Мы рассуждаем о том, что государство должно целенаправленно тратить деньги налогоплательщиков на создание конкурентоспособной продукции, предназначенной для продажи. Это очень непростое дело. Но выход здесь только один: чем больше людей будет вовлечено в обсуждение, тем вернее окажется выбор. В Государственной думе заседает 450 человек — пусть то, что они решат, и будет истиной в последней инстанции. Именно так выбираются приоритеты. И чем демократичнее процедура, чем шире дискуссия, тем меньше вероятность ошибки.

— В прошлом году Владимир Путин предложил проект Евразийского союза, то есть более тесной экономической интеграции постсоветских государств. Какими вам видятся перспективы этого объединения?

— Я возлагаю на эту идею серьезные надежды. В конце советской эпохи была подготовлена очень перспективная комплексная программа научно-технического прогресса, охватывающая не только СССР, но и все страны Совета экономической взаимопомощи (СЭВ). Сегодня можно сделать что-то подобное, потому что примитивность структуры экономики характерна и для Белоруссии, и для Казахстана, и для Туркмении, и для всех прочих стран СНГ. Россия должна выступить инициатором программы, предусматривающей координацию экономической политики, экономических стратегий. Разумеется, на основе рыночных, а не административно-командных подходов, то есть использоваться должно индикативное планирование, при котором план выступает не как приказ, а как стимул. Бюджеты наших стран должны быть объединены таким образом, чтобы серийно создавать готовую продукцию, которая бы находила сбыт как в пределах содружества, так и в третьих странах.

Только крупное, более или менее единое экономическое пространство получает преимущества экономии на масштабах и емкие рынки сбыта.
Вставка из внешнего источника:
Issue #633, opened 2020-05-13
Create two phase solver for saturated soil with explicit method


tianchiTJ:
# Create two phase solver for saturated soil with explicit method

## Summary
Create `ExplicitTwoPhase` solver with fully saturated condition to carry out the hydraulic coupled computation. A one-point two phase method based on volume fractions is used to represent the solid phase and water phase on the same particle representively.

## Motivation
Use it to compute the hydraulic coupled problem. It's the foundation of following implementation of `SemiImplicitTwophase` solver and even `ThreePhase`  solvers. 

## Design Detail
1. Node base design
The computation is mainly based on solving the momentum balance equations of `mixture` and `water phase` on nodes. (There are three different sections to represent the domain, solid phase, water phase and mixture). As solving two of them is enough to obtain the results, we solve the `mixture` first and then the `water phase`. Therefore, in the `node` class, all variables, like `velocity`, are designed and stored as 0 for `mixture` and 1 for `water phase`.

2. Particle class design
Different with the `node` class, all variables in the `particle` class are designed and stored as 0 for `solid` and 1 for `water phase`, which is convenient to represent the effective stress and other variables. A "TwoPhaseParticle" namespace is created to include the functions and variables used.
> 2.1. New variables for two phase particle
Scalar type
  `porosity`, `liquid_material_id`, `liquid_mass`, `liquid_mass_density`, 
  `pore_pressure`, `pore_pressure_constraint`
Vector type
  `liquid_velocity`, `liquid_strain`, `permeability` 
Map type
  `liquid_velocity_constraints`
Other type
  `liquid_material`
> 2.2. Current function need to be modified
`initialise_particle`,  `hdf5`, `compute_mass`
> 2.3. New functions for two phase
`compute_pore_pressure`, `update_permeability`

3. Solver class design
 A `mpm-explicit-twophase` is created in the solver class. The main loop is quite similar with the `mpm-explicit` solver, but the mapping functions are used for each phase separately. `compute_pore_pressure` is an important additional function in the `TwoPhase` solver based on the Darcy law. The position update is based on the solid phase velocity.

3. Based on porous medium theory:
The `volume_fractions_` is defined in the `particle` class based on the porous medium theory and is used to compute the variables in each phase.

4. Fully saturated condition:
The sum of `volume_fractions_` should be equal to 1 and updated in each step.

5. An option is considered for the choice of formulation type (u-p,u-v-p,u-w-p)

## Drawbacks
[...]

PR #675, opened 2020-07-22
Feature/multiphase material

bodhinandach:
**Describe the PR**
This PR added an enhancement to deal with multiphase material initialization from file, which is essential for `two_phase_particle` either in explicit or implicit solver, or later on `three_phase_particle`. The current proposal will work ok with MPI transfer or read from hdf5 for the single-phase `particle` as I am using a default phase argument to be solid. However, hdf5 initialization and MPI transfer process for two-phase is not yet implemented. This should be integrated after we find an approach to deal with multiphase hdf5 output (@kks32 is investigating that).

**Related Issues/PRs**
#633

**Additional context**
I also added a small modification of pressure smoothing. @tianchiTJ @WeijianLIANG Can we store `pore_pressure` as a state variable in the fluid material? By doing so, we can use the same smoothing routine as we use in the single-phase `pressure`.


include/generators/injection.h
```diff
@@ -7,7 +7,7 @@ struct Injection {
   // Particle type
   std::string particle_type;
   // Material id
-  unsigned material_id;
+  std::vector<unsigned> material_id;
```
kks32:
```suggestion
  std::vector<unsigned> material_ids;
```

include/mesh.h
```diff
@@ -195,8 +195,8 @@ class Mesh {
   //! \retval status Create particle status
   bool create_particles(const std::string& particle_type,
                         const std::vector<VectorDim>& coordinates,
-                        unsigned material_id, unsigned pset_id,
-                        bool check_duplicates = true);
+                        const std::vector<unsigned>& material_id,
```
kks32:
```suggestion
                        const std::vector<unsigned>& material_ids,
```

include/mesh.h
```diff
@@ -341,8 +341,8 @@ class Mesh {
   //! \retval point Material point coordinates
   bool generate_material_points(unsigned nquadratures,
                                 const std::string& particle_type,
-                                unsigned material_id, int cset_id,
-                                unsigned pset_id);
+                                const std::vector<unsigned>& material_id,
```
kks32:
```suggestion
                                const std::vector<unsigned>& material_ids,
```

include/mesh.tcc
```diff
@@ -465,10 +465,9 @@ mpm::Index mpm::Mesh<Tdim>::nnodes_rank() {
 
 //! Create cells from node lists
 template <unsigned Tdim>
-bool mpm::Mesh<Tdim>::generate_material_points(unsigned nquadratures,
-                                               const std::string& particle_type,
-                                               unsigned material_id,
-                                               int cset_id, unsigned pset_id) {
+bool mpm::Mesh<Tdim>::generate_material_points(
+    unsigned nquadratures, const std::string& particle_type,
+    const std::vector<unsigned>& material_id, int cset_id, unsigned pset_id) {
```
```suggestion
    const std::vector<unsigned>& material_ids, int cset_id, unsigned pset_id) {
```

include/mesh.tcc
```diff
@@ -477,7 +476,9 @@ bool mpm::Mesh<Tdim>::generate_material_points(unsigned nquadratures,
       unsigned before_generation = this->nparticles();
       bool checks = false;
       // Get material
-      auto material = materials_.at(material_id);
+      std::vector<std::shared_ptr<mpm::Material<Tdim>>> material;
```
```suggestion
      std::vector<std::shared_ptr<mpm::Material<Tdim>>> materials;
```

include/mesh.tcc
```diff
@@ -501,7 +502,8 @@ bool mpm::Mesh<Tdim>::generate_material_points(unsigned nquadratures,
           status = this->add_particle(particle, checks);
           if (status) {
             map_particles_[pid]->assign_cell(*citr);
-            map_particles_[pid]->assign_material(material);
+            for (unsigned phase = 0; phase < material.size(); phase++)
+              map_particles_[pid]->assign_material(material[phase], phase);
```
kks32: how can we check if the particle can take more than 1 material?

include/mesh.tcc
```diff
@@ -477,7 +476,9 @@ bool mpm::Mesh<Tdim>::generate_material_points(unsigned nquadratures,
       unsigned before_generation = this->nparticles();
       bool checks = false;
       // Get material
-      auto material = materials_.at(material_id);
+      std::vector<std::shared_ptr<mpm::Material<Tdim>>> material;
+      for (const auto m_id : material_id)
```
kks32: We can drop the const, it's unsigned

kks32 (changes requested):
I think we should set the materials_ size in the particle constructor and not allow to add more than 1 material, if the particle type doesn't support it.

include/mesh.tcc
bodhinandach: That's a good point, will that be better to add an `unsigned` return function in particle which denotes the `phase_size` it contains? I will then use `map_particles_[pid]->phase_size();` instead of `material.size()`.

kks32: We could resize the materials in the particle constructor and assign material call will pass the material and phase and we use an index-based approach to adding material. This will throw if someone tries to add material to an invalid phase.

bodhinandach: I am not sure what do you mean by an index-based approach of adding material?

bodhinandach: So should I store an internal variable to denote the `phase_size`? There, I can assert if the `phase` passed in `assign_material` is larger or equal to the `phase_size` similar to the one in node.

include/particles/particle.tcc
```diff
@@ -22,7 +24,9 @@ mpm::Particle<Tdim>::Particle(Index id, const VectorDim& coord, bool status)
   this->initialise();
   cell_ = nullptr;
   nodes_.clear();
-  material_ = nullptr;
+  material_.emplace_back(nullptr);
+  material_id_.emplace_back(std::numeric_limits<unsigned>::max());
```
ezrayst: Why do we need this? If we want to loop, we could use `material_` and get the `id` from them right?

include/generators/injection.h
```diff
@@ -7,7 +7,7 @@ struct Injection {
   // Particle type
   std::string particle_type;
   // Material id
-  unsigned material_id;
+  std::vector<unsigned> material_ids;
```
ezrayst, line 10: Any thought of using a vector instead of map?

include/mesh.tcc
```diff
@@ -1644,13 +1648,19 @@ bool mpm::Mesh<Tdim>::generate_particles(const std::shared_ptr<mpm::IO>& io,
       auto particle_type =
           generator["particle_type"].template get<std::string>();
       // Material id
-      unsigned material_id = generator["material_id"].template get<unsigned>();
+      std::vector<unsigned> material_ids;
+      if (generator.at("material_id").is_array())
```
ezrayst, line 1653: If the input json is `[0, 1]` then we know it's an array. But if it is `[0]` would it it counted as array or scalar?

include/particles/particle.tcc
```diff
@@ -108,17 +112,18 @@ bool mpm::Particle<Tdim>::initialise_particle(
     const std::shared_ptr<mpm::Material<Tdim>>& material) {
   bool status = this->initialise_particle(particle);
   if (material != nullptr) {
-    if (this->material_id_ == material->id() ||
-        this->material_id_ == std::numeric_limits<unsigned>::max()) {
+    if (this->material_id() == material->id() ||
```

И научные исследования, и практика говорят о том, что оптимальная цифра — порядка 250–300 миллионов человек населения. Примерно столько и было в СССР. В России сегодня 140 миллионов. Это ни то ни се: и не Люксембург, который всегда встроен в какую-то более или менее крупную региональную группировку, но и не Китай с его 1,3 триллиона человек, который не нуждается ни в какой интеграции, потому что и без того располагает огромным рынком сбыта. Важно понять одно: Россия больше и богаче всех своих соседей, и именно она должна консолидировать пространство вокруг себя. Но для начала ей придется определиться с собственными приоритетами. Причем это должны быть довольно конкретные приоритеты, связанные с производством, подчеркну еще раз, серийным производством готовых изделий.

— В России стратегии социально-экономического развития разрабатываются на всех уровнях власти. В их обсуждении активно участвуют и ученые-экономисты. Почему же до сих пор не удалось выйти на эти «конкретные» приоритеты?

— Первая причина — пока еще не прошедшая мода на неолиберализм, то есть на наивное восприятие частного бизнеса как исключительного и всемогущего инструмента развития. Вторая причина — неверие самих властей в то, что они смогут грамотно выстроить администрирование, если начнут проводить структурную экономическую политику с выбором стратегических приоритетов.

— Вы упоминали про возможность повышения налогов. Есть ли резерв для роста налоговой нагрузки?

— Мне кажется, нагрузка на бизнес уже достаточно высока. Но на мой и уже не только на мой взгляд, необходимо отказаться от плоской шкалы налогообложения личных доходов. Государство у нас окрепло, налоговое администрирование улучшено, и проблема обеспечения собираемости налогов решаема. Поэтому важно восстановить прогрессивную шкалу подоходного налога. Уверен, мы рано или поздно к этому все равно придем.

— И все-таки риск падения собираемости налогов вполне реален...

— Те, кто не будет платить налоги, заплатят громадные штрафы. Почему в Германии, Италии, Франции, Британии, США это работает? Почему не у нас? Раньше, в 90-е годы, мы сетовали на то, что государство слишком слабо и не может заставить граждан уплачивать установленные налоги. Сейчас с этим вроде бы все в порядке.